I'm confused about how scikit-learn's roc_auc_score is working.

As I understand it, an ROC AUC score for a classifier is obtained as follows:

- Sample from the parameter space
- Fit the model
- Make predictions with the model to get $Y_{predicted}$
- Calculate $P(F_P)$ and $P(T_P)$ via $Y_{true}$ and $Y_{predicted}$

The above steps are performed repeatedly until you have enough $(P(F_P), P(T_P))$ points to get a good estimate of the area under the curve.

The sklearn.metrics.roc_auc_score method takes $Y_{true}$ and $Y_{predicted}$ and gives the area under the curve based only on these. How is this possible? It seems you'd need multiple sets of $Y_{true}$ and $Y_{predicted}$ coming from different forms of the model (i.e. trained with different parameters) in order to get multiple $(P(F_P), P(T_P))$ points to estimate the area under the curve.

I'm clearly not understanding something here. What is it?

**Contents**hide

#### Best Answer

The ROC is simply the measure of the accuracy of any ONE given model but for different classification threshold values.

For example, a logistic regression's output will lie between 0 and 1. Generally we would classify a record as 1, if it's assigned probability is greater than 0.5.

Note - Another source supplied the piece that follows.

PR #505, opened 2026-08-08
fix(recovery): bound the preserve-ref probe and refuse to reuse an occupied name

pbean:
Follow-up hardening on the preserve-ref probe that landed in #353. Not a regression in that PR — the data-loss fix is sound and stays as written; this closes the one gap the review flagged and merged over.

## The gap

In the ROC however, imagine each point on the line represents the performance of the same binary classifier but with varying thresholds from 0 to 1.

If I set my threshold to 0, then essentially all predicted values are 1. This will make False Positive Rate 1, and True Positive Rate 1. In the other extreme, setting a threshold of 1, will give you a TPR and FPR of 0.

Finding the point along the ROC with the highest TPR for the lowest FPR would give you the optimal threshold.

So the multiple sets of Y(predicted) that you refer to is in fact the application of multiple threshold values and computing TPR and FPR for the exact same model.